Here's how long it has taken in the past for stocks to peak once bond yields start rising

(Photo by Jonathan Ferrey/Getty Images)

With a surge in bond yields the catalyst for the mini-riot that started last Friday on Wall Street, the interplay between yields and stocks is right at the heart of what happens next in financial markets.

Research from Capital Economics (CE) offers some context.

The combination of steady growth and low inflation has provided a great backdrop for US stocks to rally to all-time highs.

But the threat of higher bond yields still lingers, as evidenced by this week’s stock market selloff.

Here’s economist John Higgins on CE’s outlook:

We have been warning for a long time that investors have been too complacent in anticipating continued strong growth and low inflation alongside a gentle pace of monetary tightening.

Our expectation is that unbridled optimism will give way to growing pessimism, as it becomes clear that the US economy will slow in response to tighter Fed policy and fading fiscal stimulus.
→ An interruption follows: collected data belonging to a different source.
PR #1262, opened 2016-09-28
Replace existing User Agent Service with implementation in NPM package datomish-user-agent-service

ncalexan:


ncalexan:
@jsantell you and discussed this, so you might be the best person to give it a first review.  The s/uri/url/ patch is fallout from my UA service changes earlier; it makes things that aren't tested against an actual service endpoint work.  Content pages and the searchbar, for example.

app/main/spawn.js
```diff
@@ -63,23 +66,33 @@ export function startUserAgentService(userAgentClient, options = {}) {
...
   if (userAgentClient) {
-    userAgentClient.connect({ port, host, version });
+    connected = userAgentClient.connect({ port, host, version });
   }
+
+  const stop = () => {
+    child.kill('SIGTERM');
+  };
+
+  return [connected, stop, child];
```
jsantell: This is an unusual return signature for js; as an object `{ connected, stop, child }` would be more idiomatic

ncalexan: Oh, you're totally right.  I'll bump this before landing.  Still need to get review on the UAS implementation.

If that turns out to be the case and more volatility is on the way, Higgins provided a table which shows a historical timeline for key changes in different asset classes.

It summarises the last seven US recessions by highlighting three key points in the cycle:

1. The date when corporate bond yields reach their low;
2. The date when equity prices peak; and
3. The date when the economy tipped into recession:

The data shows that changes in the economic cycle always have always started with the bond market.

In the most recent recession which culminated in the 2008 global financial crisis, the yield on Baa-rated US corporate bonds hit a low in December 2006.

Stocks then peaked in October 2007, before the economy fell into recession in December that year.

So based on that historical reference, it suggests that broader support for equities should remain in place — at least for most of this year.

“The median gap between the peaks in the two markets was ten months,” Higgins said.

“In this cycle, we suspect that the low point in the corporate bond yield, which is now around 4.4%, was reached in mid-December, when it was 4.15%. If so, it would be unusual – albeit not unprecedented – if the equity market had already peaked less than two months later.”

“A peak this October would instead be par for the course. That would tie in with our view that the US economy will be showing signs of slowing by then.”